Collected data:
----------
PR #744, opened 2017-09-06
Adding datasources to mode-context-bar

Angamanga:
- Adding datasources to the mode-context bar
- Removing the unknown data-bucket
- Updating the survey-filter count based on source-filter

*Testing checklist:*
**as logged out:**
- [ ] When I look at the map or timeline, buckets for each datasource that have posts should appear

**as logged in:**
- [ ] When I look at the map or timeline, buckets for all enabled datasources should appear, even if the have no posts yet.
- [ ] All posts from a source, both published and assigned to a form as well as unpublished (previously in 'unknown'-bucket) should be visible
**when clicking on the dropdown for each datasource in the mode-context-bar**:
- [ ] An edit-button should be visible, when clicking on it, it takes you to the datasource-settings-page
- [ ] An option to show only posts not assigned to a survey, when clicking, it filters for that data-source and form.id = 'none'

**as logged in or logged out:**
- [ ] When choosing 'show-only', only posts from this datasource appear
- [ ] When choosing 'hide', all posts from this datasource is hidden

Fixes ushahidi/platform#1646 .

Ping @ushahidi/platform


Angamanga:
@rjmackay  I removed the datasources from the filter-module, it felt inconsistent since the forms and categories are not there.

jshorland:
@Angamanga to answer your questions:
1. Do we want all posts in the source-buckets, published, unpublished and assigned to forms/not assigned to forms? Or only unpublished that are not assigned to forms (the ones that previously went into the unknown-bucket)? I prefer the first option, but still unsure. What is least confusing?
- I think having ALL posts in the source buckets makes most sense, and then people can drill down as they wish (AKA the normal filter behavior)
2. I have completely removed the 'unknown'-bucket. I think that makes sense, but.. if we put all posts in the source-buckets, do we want to keep the unknown-bucket too? to make it easier to immediately see how many posts there are to administrate?
- Is it possible to keep the unknown bucket and then within that break it down by source? this would be in addition to the source buckets that include ALL posts from that source, and would give people a quick link to posts that they need to structure. 
3. Do we want the numbers of posts in the survey-filter-numbers to be affected of which datasource that is chosen? I removed it now so the number doesn't change even if I choose show-only posts with from a specific datasource (similar to the catagories).
- I believe we have an outstanding issue to actually change the number based on the category that is selected (which, in my opinion makes sense for that number to update as you filter). I'm not sure if it makes most sense to change this now so the number updates, or do it all at once alongside categories (different behaviors between category filtered numbers and data source filtered numbers might confuse the user). Thoughts?

rjmackay:
> I believe we have an outstanding issue to actually change the number based on the category that is selected (which, in my opinion makes sense for that number to update as you filter). I'm not sure if it makes most sense to change this now so the number updates, or do it all at once alongside categories (different behaviors between category filtered numbers and data source filtered numbers might confuse the user). Thoughts?

We fixed the issue where totals didn't update *at all* based on other features, but we excluded categories. Because they're children of the survey, I didn't think it made sense that the total for a survey would change when the category filter changes. However now I'm less sure.

Its confusing because the totals are visible even for a survey/source thats excluded from the current results.

Opened https://github.com/ushahidi/platform/issues/2047 to resolve that.

rjmackay:
> Is it possible to keep the unknown bucket and then within that break it down by source? this would be in addition to the source buckets that include ALL posts from that source, and would give people a quick link to posts that they need to structure.

@jshorland I'm concerned we're going to end up making users figure out how the data model works, so they can find their incoming SMS. As an admin/manager I just want a clear filter for 'Incoming SMS, Incoming Tweets etc'... 
If we don't break unknown down by source they have to "select Unknown + some data source".
If we do break unknown down by data source... then I have 2 places I can filter by SMS and its potentially confusing/not clear how they interact.

Perhaps we should just have a toggle when filtering by source for "Only show posts not assigned to a survey yet" ... rather than forcing users to understand what Unknown means?

willdoran:
@Angamanga Let me know when the final tests are in and I can review and run through your QA list then we can move it to testing.

rjmackay:
@Angamanga do you think you can resolve this before Uchaguzi starts? @jshorland this might be waiting on your feedback?

Angamanga:
@rjmackay Starting this again today...

So a summary of the replies above (i.e this is what I will be doing, @jshorland please have a look...): 
1. All posts go into the buckets, not just the incoming, unstructered ones
2. I skip the unknown-bucket and add an option/toggle to "show only posts not assigned to a survey yet" for each datasource
3. I'll update the numbers in the survey-buckets to reflect the choosen datasource now, and we'll revisit this when working with the filters/numbers in the issues: https://github.com/ushahidi/platform/issues/2047 and https://github.com/ushahidi/platform/issues/2035

Angamanga:
@jshorland The sms-provider was disabled in qa and now the sms-bucket is visible 💃. A question, when choosing to display only messages not assigned to a survey, should I always be moved to the timeline or only when no posts have a location?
----------
TASK STATEMENT: Lines with the word "appear": copy each one from the data above.

WRITTEN SOLUTION:
- [ ] When I look at the map or timeline, buckets for each datasource that have posts should appear
- [ ] When I look at the map or timeline, buckets for all enabled datasources should appear, even if the have no posts yet.
- [ ] When choosing 'show-only', only posts from this datasource appear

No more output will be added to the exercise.